I see her point. She’s tried the Internet for help, but businesses that have changed their name or gone defunct in the last few years are hardly likely to have web pages still
operative.

‘The library should have some old Yellow Pages,’ I say and a couple of phone calls proves they do.

A prissy-voiced person on the other
end of the phone starts listing their collection in date order.

‘That’s wonderful,’ I interrupt. ‘My colleague, Detective Constable Beverley Rowland, will be over in a few moments to pick them up.’

I scrunch my eyes at Bev to check she’s okay with me saying that, and she is. She’s relieved. That’s part of how our friendship works. She links me to Planet Normal. I do the
bossy, conflictual
stuff which her sweet-as-milk personality recoils from.

Prissy Voice tells me that she can’t let reference material leave the building. I tell her that she will if we send a van full of uniformed policemen to seize it. She says something
betokening sour surrender and I grin at Bev when I replace the phone.
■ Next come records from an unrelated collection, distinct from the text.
PR #72, opened 2020-07-26
Move history to reconciler and remove extra conditions

sedroche:
https://issues.redhat.com/browse/OSD-4497

Fixes a few things.

- ClusterUpgraders are now plugable components so to keep the history status updating consistent I have moved it to the reconciler. ClusterUpgraders will report their status and condition.
- We only display the one condition in our printer columns so moving to just saving the current one (Status gets very unreadable after a few upgrades) Condition reports the "the latest available observations of an object’s state"
- Test updates

### DIFF
--- a/pkg/controller/upgradeconfig/upgradeconfig_controller.go
+++ b/pkg/controller/upgradeconfig/upgradeconfig_controller.go
@@ -4,7 +4,10 @@ import (
 	"context"
 	"time"
 
+	"github.com/go-logr/logr"
+	"github.com/hashicorp/go-multierror"
 	"k8s.io/apimachinery/pkg/api/errors"
+	metav1 "k8s.io/apimachinery/pkg/apis/meta/v1"
 	"k8s.io/apimachinery/pkg/runtime"
 	"sigs.k8s.io/controller-runtime/pkg/client"
 	"sigs.k8s.io/controller-runtime/pkg/controller"
@@ -15,7 +18,7 @@ import (
 	"sigs.k8s.io/controller-runtime/pkg/source"
 
 	upgradev1alpha1 "github.com/openshift/managed-upgrade-operator/pkg/apis/upgrade/v1alpha1"
-	"github.com/openshift/managed-upgrade-operator/pkg/cluster_upgrader_builder"
+	cub "github.com/openshift/managed-upgrade-operator/pkg/cluster_upgrader_builder"
 	"github.com/openshift/managed-upgrade-operator/pkg/metrics"
 	"github.com/openshift/managed-upgrade-operator/pkg/osd_cluster_upgrader"
 	"github.com/openshift/managed-upgrade-operator/pkg/validation"
@@ -37,7 +40,7 @@ func newReconciler(mgr manager.Manager) reconcile.Reconciler {
 		client:                 mgr.GetClient(),
 		scheme:                 mgr.GetScheme(),
 		metricsClientBuilder:   metrics.NewBuilder(),
-		clusterUpgraderBuilder: cluster_upgrader_builder.NewBuilder(),
+		clusterUpgraderBuilder: cub.NewBuilder(),
 		validationBuilder:      validation.NewBuilder(),
 	}
 }
@@ -69,7 +72,7 @@ type ReconcileUpgradeConfig struct {
 	client                 client.Client
 	scheme                 *runtime.Scheme
 	metricsClientBuilder   metrics.MetricsBuilder
-	clusterUpgraderBuilder cluster_upgrader_builder.ClusterUpgraderBuilder
+	clusterUpgraderBuilder cub.ClusterUpgraderBuilder
 	validationBuilder      validation.ValidationBuilder
 }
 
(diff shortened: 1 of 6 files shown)


pkg/controller/upgradeconfig/upgradeconfig_controller_test.go
```diff
@@ -160,16 +160,15 @@ var _ = Describe("UpgradeConfigController", func() {
 					It("Adds it successfully", func() {
 						matcher := testStructs.NewUpgradeConfigMatcher()
 						util.ExpectGetClusterVersion(mockKubeClient, clusterVersionList, nil)
-						gomock.InOrder(
```
sedroche, line 163: `InOrder` didn't play nice with multiple `mockKubeClient.EXPECT().Status()` calls.
Happy to correct this if anyone knows how to do so correctly

pkg/controller/upgradeconfig/upgradeconfig_controller_test.go
```diff
@@ -330,16 +349,18 @@ var _ = Describe("UpgradeConfigController", func() {
...
+							mockValidationBuilder.EXPECT().NewClient().Return(mockValidator, nil)
+							mockValidator.EXPECT().IsValidUpgradeConfig(gomock.Any(), gomock.Any(), gomock.Any()).Return(true, nil)
+							mockMetricsClient.EXPECT().UpdateMetricValidationSucceeded(gomock.Any())
+							mockClusterUpgraderBuilder.EXPECT().NewClient(gomock.Any(), gomock.Any(), upgradeConfig.Spec.Type).Return(mockClusterUpgrader, nil)
+							mockClusterUpgrader.EXPECT().UpgradeCluster(gomock.Any(), gomock.Any()).Times(1).Return(upgradev1alpha1.UpgradePhaseUpgrading, &upgradev1alpha1.UpgradeCondition{}, fakeError)
+							mockKubeClient.EXPECT().Status().AnyTimes().Return(mockUpdater)
+							mockUpdater.EXPECT().Update(gomock.Any(), gomock.Any()).AnyTimes()
 							result, err := reconciler.Reconcile(reconcile.Request{NamespacedName: upgradeConfigName})
-							Expect(err).NotTo(HaveOccurred())
+							Expect(err).To(HaveOccurred())
```
sedroche, line 363: These are from:
https://github.com/openshift/managed-upgrade-operator/blob/4fd98b3f57d4eaadddc0158e336147509ccf86b8/pkg/controller/upgradeconfig/upgradeconfig_controller.go#L169-L172
we were just logging the error

pkg/controller/upgradeconfig/upgradeconfig_controller_test.go
dofinn: @sedroche can you please review this as removing `InOrder` weakens time based assertions.

pkg/osd_cluster_upgrader/upgrader_test.go
```diff
@@ -438,36 +424,16 @@ var _ = Describe("ClusterUpgrader", func() {
...
-				stepHistoryReason := upgradeConfig.Status.History.GetHistory(upgradeConfig.Spec.Desired.Version).Conditions.GetCondition(step1).Reason
-				stepHistoryMsg := upgradeConfig.Status.History.GetHistory(upgradeConfig.Spec.Desired.Version).Conditions.GetCondition(step1).Message
+			It("Indicates the error in the condition", func() {
+				_, condition, err := cu.UpgradeCluster(upgradeConfig, logger)
+				stepHistoryReason := condition.Reason
+				stepHistoryMsg := condition.Message
 				Expect(stepHistoryReason).To(Equal(string(step1) + " not done"))
 				Expect(stepHistoryMsg).To(Equal("step " + string(step1) + " failed"))
 				Expect(stepCounter[step1]).To(Equal(1))
-				// TODO - this needs eyes in cluster-upgrader - need to doublecheck whether it is expected to return nil here
```
sedroche, line 448: cc @mrbarge This was incorrect. I added a multi error here to report UpgardeCluster error and status update error:
https://github.com/sedroche/managed-upgrade-operator/blob/c8932877cc7335bf5af0dbd9f5bd1d5efff90c12/pkg/controller/upgradeconfig/upgradeconfig_controller.go#L208-L223

pkg/controller/upgradeconfig/upgradeconfig_controller.go
```diff
@@ -4,7 +4,10 @@ import (
 	"context"
 	"time"
 
+	"github.com/go-logr/logr"
+	"github.com/hashicorp/go-multierror"
 	"k8s.io/apimachinery/pkg/api/errors"
```
wanghaoran1988, line 9: move down those two lines?

pkg/controller/upgradeconfig/upgradeconfig_controller.go
```diff
@@ -180,29 +188,42 @@ func (r *ReconcileUpgradeConfig) Reconcile(request reconcile.Request) (reconcile
...
-		reqLogger.Info("Cluster detected as already upgrading.")
-		err = upgrader.UpgradeCluster(instance, reqLogger)
-		if err != nil {
-			reqLogger.Error(err, "Failed to upgrade cluster")
-		}
+		return r.upgradeCluster(upgrader, instance, reqLogger)
 	case upgradev1alpha1.UpgradePhaseUpgraded:
 		reqLogger.Info("Cluster is already upgraded")
 		return reconcile.Result{}, nil
-	case upgradev1alpha1.UpgradePhaseFailed:
```
wanghaoran1988, line 195: This is not needed anymore?

sedroche:
> Can we instead of only save the current condition, we save only maximum number of history, like only keep latest 3 upgrade history?

What is the advantage of doing so? Conditions should be "the latest available observations of an object’s state"

pkg/controller/upgradeconfig/upgradeconfig_controller.go
sedroche: I don't see it used anywhere so i removed it. We return errors so they should be logged anyway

‘Get the volumes for Cardiff and Swansea,’ I tell her. ‘Check any dead businesses
against the directories, mark them on a map, and see if any of the places are close to Swansea
Uni or places where we know Langton or students hung out. You’ll get a map of those from the notes on the first enquiry.’ I scrutinise Bev’s list of Khalifi’s credit card
payments. He was always mobile. A good proportion of his charges were made in what look to be Cardiff-based businesses, but plenty
weren’t. ‘You might want to make sure you get Yellow
Pages for the whole of South Wales,’ I say. ‘Better safe than sorry. And Bath and Bristol, if the library has the information. Langton was a Bath girl, after all.’

Bev nods. ‘Thanks, Fi.’

She starts winding herself into enough woollen outerwear that she starts to resemble an accident in a knitting factory. The library is a bare ten-minute
walk away and we live in Cardiff, not
Stromness or Tromsø. And the cold front, the real one, has not yet arrived.